Yekaterina Fedorkina

Personal information
- Full name: Yekaterina Igoryevna Fedorkina
- Born: 29 January 1983 (age 43) Kaluga, Russia
- Height: 1.74 m (5 ft 9 in)
- Weight: 68 kg (150 lb)

Fencing career
- Sport: Fencing
- Country: Russia
- Weapon: Sabre
- Hand: Left-handed
- National coach: Dmitry Ronzhin
- Club: Kaluga SDYUSHOR / Olympic Training Centre
- Head coach: Galina Gashinskaya
- Retired: 2010
- FIE ranking: ranking (archive)

Medal record
Women' sabre
Representing Russia
World Championships
| Gold medal – first place | 2004 New York | Team sabre |
| Silver medal – second place | 2005 Leipzig | Team sabre |
| Bronze medal – third place | 2006 Turin | Team sabre |
| Bronze medal – third place | 2007 St Petersburg | Team sabre |
European Championships
| Gold medal – first place | 2003 Bourges | Team sabre |
| Gold medal – first place | 2004 Copenhagen | Team sabre |
| Gold medal – first place | 2005 Zalaegerszeg | Individual sabre |
| Gold medal – first place | 2006 İzmir | Team sabre |
| Gold medal – first place | 2007 Ghent | Individual sabre |
| Silver medal – second place | 2004 Copenhagen | Individual sabre |
| Silver medal – second place | 2005 Zalaegerszeg | Team sabre |
| Bronze medal – third place | 2007 Ghent | Team sabre |
| Bronze medal – third place | 2008 Kyiv | Individual sabre |

= Yekaterina Fedorkina =

Russian fencer

Yekaterina Igoryevna Fedorkina (Екатерина Игоревна Федоркина; also spelled Ekaterina, born 29 March 1983) is a retired Russian sabre fencer, team world champion in 2004 and five-time European champion (team and individual).

==Career==
Fedorkina first took up rowing when she was ten years old after a rowing coach did a presentation of the sport at her school, but she found it boring.

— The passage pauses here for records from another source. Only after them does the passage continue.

PR #141, opened 2016-05-31
[Show] Guard against missing image

### LINKED ISSUE #139: [Shows] Crash when no meta_image is available
This show has none https://www.artsy.net/show/serpentine-galleries-alex-katz. Looking at the shows for Alex Katz on Force doesn’t seem to reveal this show at all: https://www.artsy.net/artist/alex-katz/shows.

So either Force is not showing shows where the `meta_image` is missing or they are filtering out this show based on another flag that I have not been able to figure out, based on [the data in metaphysics](https://metaphysics-production.artsy.net/?query=%7B%0A%09partner_show(id%3A%20%22serpentine-galleries-alex-katz%22)%20%7B%0A%20%20%20%20id%0A%20%20%20%20name%0A%20%20%20%20description%0A%20%20%20%20is_fair_booth%0A%20%20%20%20status%0A%20%20%20%20images(size%3A%201)%20%7B%0A%20%20%20%20%20%20url%0A%20%20%20%20%7D%0A%20%20%20%20meta_image%20%7B%0A%20%20%20%20%20%20href%0A%20%20%20%20%7D%0A%20%20%20%20cover_image%20%7B%0A%20%20%20%20%20%20href%0A%20%20%20%20%7D%0A%20%20%7D%0A%7D) at least.

We shouldn’t even crash, but I would like to know if this is simply a problem with the show metadata that needs to be fixed or that we need to be doing something differently.

alloy:
Fixes #139

### DIFF
--- a/Example/Emission/AppDelegate.m
+++ b/Example/Emission/AppDelegate.m
@@ -10,6 +10,8 @@
 #import <React/RCTUtils.h>
 #import <TargetConditionals.h>
 
+#define ARTIST @"banksy"
+
 #if TARGET_OS_SIMULATOR
 #define ENABLE_DEV_MODE
 #endif
@@ -83,7 +85,7 @@ randomBOOL(void)
     NSLog(@"[Event] %@ - %@", fromViewController.class, info);
   };
 
-  ARArtistComponentViewController *artistViewController = [[ARArtistComponentViewController alloc] initWithArtistID:@"banksy"];
+  ARArtistComponentViewController *artistViewController = [[ARArtistComponentViewController alloc] initWithArtistID:ARTIST];
 
   self.window = [[UIWindow alloc] initWithFrame:[[UIScreen mainScreen] bounds]];
   self.window.backgroundColor = [UIColor whiteColor];
--- a/lib/components/artist/shows/large_image_show.js
+++ b/lib/components/artist/shows/large_image_show.js
@@ -22,11 +22,14 @@ class LargeImageShow extends React.Component {
   }
 
   render() {
+    const show = this.props.show;
+    const image = show.meta_image;
+    const imageURL = image && image.cropped.url;
     return (
       <TouchableWithoutFeedback onPress={this.handleTap.bind(this)}>
         <View style={{margin: 10, width: this.props.relay.variables.imageWidth }}>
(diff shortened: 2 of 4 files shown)


lib/components/artist/shows/small_image_show.js
```diff
@@ -16,10 +16,12 @@ class SmallImageShow extends React.Component {
...
+    const image = show.meta_image;
+    const imageURL = image && image.cropped.url;
     return (
       <TouchableWithoutFeedback onPress={this.handleTap.bind(this)} >
         <View style={styles.container}>
-          <OpaqueImageView imageURL={show.meta_image.cropped.url} style={styles.image} />
+          <OpaqueImageView imageURL={imageURL} style={styles.image} />
           <ShowMetadata show={show} />
         </View>
       </TouchableWithoutFeedback>
```
alloy: @sarahscott These three components are all the same in terms of the components they use and their JSX code, the only difference is styling. I think that can be refactored so that only the styling needs to be specified for each individual variant, but the JSX can stay the same and in 1 source file.

lib/components/artist/shows/large_image_show.js
```diff
@@ -22,11 +22,14 @@ class LargeImageShow extends React.Component {
   }
 
   render() {
+    const show = this.props.show;
+    const image = show.meta_image;
+    const imageURL = image && image.cropped.url;
```
alloy: @sarahscott @mennenia Another way to deal with null-ing, this is similar to `foo ?: fallback` in C, but that shorthand of the ternary. See https://repl.it/CWx3

Example/Emission/AppDelegate.m
```diff
@@ -10,6 +10,8 @@
 #import <React/RCTUtils.h>
 #import <TargetConditionals.h>
 
+#define ARTIST @"banksy"
```
orta: SHOUTY

alloy: Hey, it stood out, didn’t it? ;)

lib/components/artist/shows/large_image_show.js
mennenia: 💥

PR #142, opened 2016-05-31
[SwitchView] Set default tab selection to 'Works'

### LINKED ISSUE #90: [Artist] Initial selected tab should be ‘WORKS’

A school friend who was fencing suggested her own sport instead. Coach Galina Gashinskaya took an immediate interest in her after noticing she was left-handed. Despite early evidence of talent Fedorkina stopped training in sixth grade because of the harsh discipline, but Gashinskaya, who lived across the street, joined with her mother to badger her into coming back. After beginning with the foil Fedorkina moved to sabre under the training of Gashinskaya's husband Oleg.

Her first medal in a major event was a bronze medal at the 1999 Cadet World Championships in Dijon, followed by another bronze medal at the 2001 Junior European Championships in Keszthely and at the 2003 Junior World Championships in Trapani. She began fencing in the senior category in the 2002–03 season and climbed the podium in her first World Cup competition with a bronze at the Moscow Grand Prix. That same year she was included in the Russian national team and with Yelena Nechayeva, Sofiya Velikaya and Nataliya Makeyeva she won in Bourges her first European medal, a team gold.

In the 2003–04 season Fedorkina won a silver medal at the European Championships in Copenhagen after ceding in the final to Poland's Aleksandra Socha. At the World Championships held for events absent from the 2004 Summer Olympics programme, Russia won the title in women's team sabre after prevailing over the United States. The next year Fedorkina won the gold medal at the European Championships in Zalaegerszeg. She took part in the team event at the 2008 Summer Olympics. Velikaya, Nechayeva, Yekaterina Dyachenko and Fedorkina lost in the quarter-finals to eventual Olympic champions Ukraine, and finished 5th after the classification rounds.